Do the Asian2Bet Machines Deal Fairly?

 

 

All the recommendations in this article and in its accompanying strategy sheets are based on the assumption that the machines deal fairly, but rumors and hearsay abound in this area. One undisputed fact is that the Gaming Regulations of the State of Nevada, section 14.020, require fair deals. (Specifically, they require a machine that simulates a known manual gambling device like a deck of cards to have the same odds as one would expect from the manual device.) Most other jurisdictions, in the United States anyway, follow the lead of Nevada in this respect.

One author (Dan Paymar) reports that the machines can be jumpered to deal unfairly, presumably for use in those jurisdictions that do not have Nevada’s scruples. He reports he has observed machines that apparently cheat even in Nevada, specifically in the case of drawing one card to a four-card straight. He reports finding machines that are much more likely to return a card of the same rank as he discarded than mere chance alone would suggest. In other words, if he discarded a single four, he found he would draw another four about 50% of the time. This is wildly more than the true odds, which are 3 out of 47.

 

“That happens to me all the time,” I can hear you say. I know; it seems like it happens to me all the time, too. But when I actually measure it carefully, the results are always consistent with the true odds. I think the explanation is that when you play video poker, especially when you play fast, you enter a zone where you simply do not notice the normal events. Only the unusual things catch your attention. So when I measure it, I never write down a result either way unless I have picked up the pencil before I drew the card. Thus, I am not unconsciously biasing the results to the event I am more likely to notice–receiving a card of the same rank–rather than to the normal event that may escape my notice.

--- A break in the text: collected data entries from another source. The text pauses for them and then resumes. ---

PR #1818, opened 2017-08-20
Fix CommunicationID matching in GenericInterfaceDebugger.js

skirsdeda:
Changed `parents('tr')` to `closest('tr')` because in some cases click event will be fired by `<tr>` itself and parents would find some `<tr>` very far in ancestors list, then `find('input.CommunicationID')` will get the first matching `<input>` in entire document which is obviously incorrect. `closest('tr')` works correctly when click event is fired by `<tr>` or any of it's children.

### DIFF
--- a/var/httpd/htdocs/js/Core.Agent.Admin.GenericInterfaceDebugger.js
+++ b/var/httpd/htdocs/js/Core.Agent.Admin.GenericInterfaceDebugger.js
@@ -124,7 +124,7 @@ Core.Agent.Admin.GenericInterfaceDebugger = (function (TargetNS) {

I figure that if I had not noticed that I was drawing to a straight ahead of time and picked up the pencil, I may not have noticed the normal result afterward. But if you have measured it carefully, and still found a cheating machine, I would be interested, send me a note.

 

How exactly do the machines shuffle the deck? Many sources report that the machine is “shuffling continuously” (spinning a random number generator?) while you are dropping coins in it. When you press “deal” or when you drop the fifth coin (I hope it is the latter if you are playing by my first principle above), the entire deck’s shuffle is fixed. There is general agreement that the shuffle remains fixed no matter how much time you take to figure out your discard. This does not necessarily mean that you would have received the same cards regardless of your discard, however. The rumor is that some brands of machines have fixed a different “draw” card under each card in the hand. You get that card “underneath” when you discard, rather than picking your discard from the “top of the deck”. More about Asian2Bet

 

One author, “Keno Lil”, reports that in International Gaming Technology (IGT) machines a chip is used to “shuffle the cards” rather than the microprocessor. She reports that chip performs 1000 shuffles per second. This seems very slow; even a software-based random number spin would run tens to hundreds of times faster. Yet, she is adamant about the “once per millisecond” figure.